Этот строгий ответ был адресован самой миссис Мак, и та, под взглядом бедной миссис Наттер, послушно удалилась грузными шагами.

Не то чтобы ей совсем не было любопытно — но все же она испытала скорее облегчение и была очень не прочь уйти. Она успела только увидеть, как Мэри Мэтчуелл доставала из кармана и распаковывала овальное стальное зеркальце — увеличительное, как решила миссис Мак, поскольку пальцы гадалки (похожие на пальцы трупа) приняли в нем размер, вдвое превышающий натуральный; затем Мэри Мэтчуелл взяла стакан, до середины наполнила его водой и стала искоса рассматривать против света.

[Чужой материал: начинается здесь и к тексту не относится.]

PR #799, opened 2024-12-12
Allow typed dictionaries, and dictionary subscripts from expander

douglasjacobsen:
This merge enables the expander to handle dictionaries better.

The most obvious change from this is that given:
```
variables:
  test_dict:
    key1: val1
    key2: val2
```
then `'{test_dict["key1"]}'` should expand to `"val1"`.

A more subtle change from this is that given the variable definition above, inside object definitions one can now do:
```
test_dict = app_inst.expander.expand_var_name("test_dict", typed=True)

for key, val in test_dict.items():
  print(f"Key {key} = {val}")
```

Tests and documentation have also been added for this.

### DIFF
--- a/lib/ramble/ramble/expander.py
+++ b/lib/ramble/ramble/expander.py
@@ -334,6 +334,8 @@ class Expander:
     Additionally, math will be evaluated as part of expansion.
     """
 
+    _ast_dbg_prefix = "EXPANDER AST:"
+
     def __init__(self, variables, experiment_set, no_expand_vars=set()):
 
         self._keywords = ramble.keywords.keywords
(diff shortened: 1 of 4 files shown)


lib/ramble/ramble/expander.py
```diff
@@ -906,24 +906,41 @@ def _eval_unary_ops(self, node):
...
+                    step = _get_with_default(slice_node, "step", 1)
+                    return operand[slice(lower, upper, step)]
+                elif operand in self._variables and isinstance(self._variables[operand], dict):
+                    op_dict = self.expand_var_name(operand, typed=True)
+
+                    # TODO: Remove after support for python 3.9 is dropped
+                    # DEPRECATED: ast.Index was dropped in python 3.9
+                    if hasattr(ast, "Index") and isinstance(slice_node, ast.Index):
+                        key = self.eval_math(slice_node.value)
+                        return op_dict[key]
```
linsword13: What happens when key is not in the dict?

douglasjacobsen: Ah good catch. Currently, you get a `KeyError`, but I don't think that's what we want.

I'll work on fixing this.

douglasjacobsen: Fixed!

linsword13 (approved):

Дверь закрылась, прошло минут пять, и тут, совершенно внезапно, по дому разнесся душераздирающий крик — и сразу за ним второй.

Служанка Бетти и миссис Мак, которые сидели в маленькой комнате по ту сторону холла, в ужасе уставились друг на друга. Схватив Бетти за запястье, пожилая леди пробормотала краткую молитву, и Бетти с криком: «О боже, что стряслось с моей бедной госпожой? » — ринулась через холл, а миссис Мак — за ней; у дверей послышался скрип отпираемого изнутри замка.

Не помня себя, женщины ворвались в комнату: бедная маленькая миссис Наттер лежала на полу в обмороке; ее побледневшее лицо и перед платья были забрызганы водой.

— Миссис Макнамара, у вас с собой флакончик с нюхательной солью — дайте ей, — произнесла загадочная гостья в черном холодно, но с едва заметным оттенком торжества, когда увидела испуганные лица женщин.

Миссис Наттер долго лежала без сознания, но все же наконец очнулась; взгляд ее блуждал, пока не остановился на миссис Мэтчуелл, черной тенью застывшей у стены между окнами; миссис Наттер еще раз пронзительно взвизгнула и, обняв миссис Мак за шею, стала кричать:

— О! Миссис Мак, она здесь здесь … она здесь!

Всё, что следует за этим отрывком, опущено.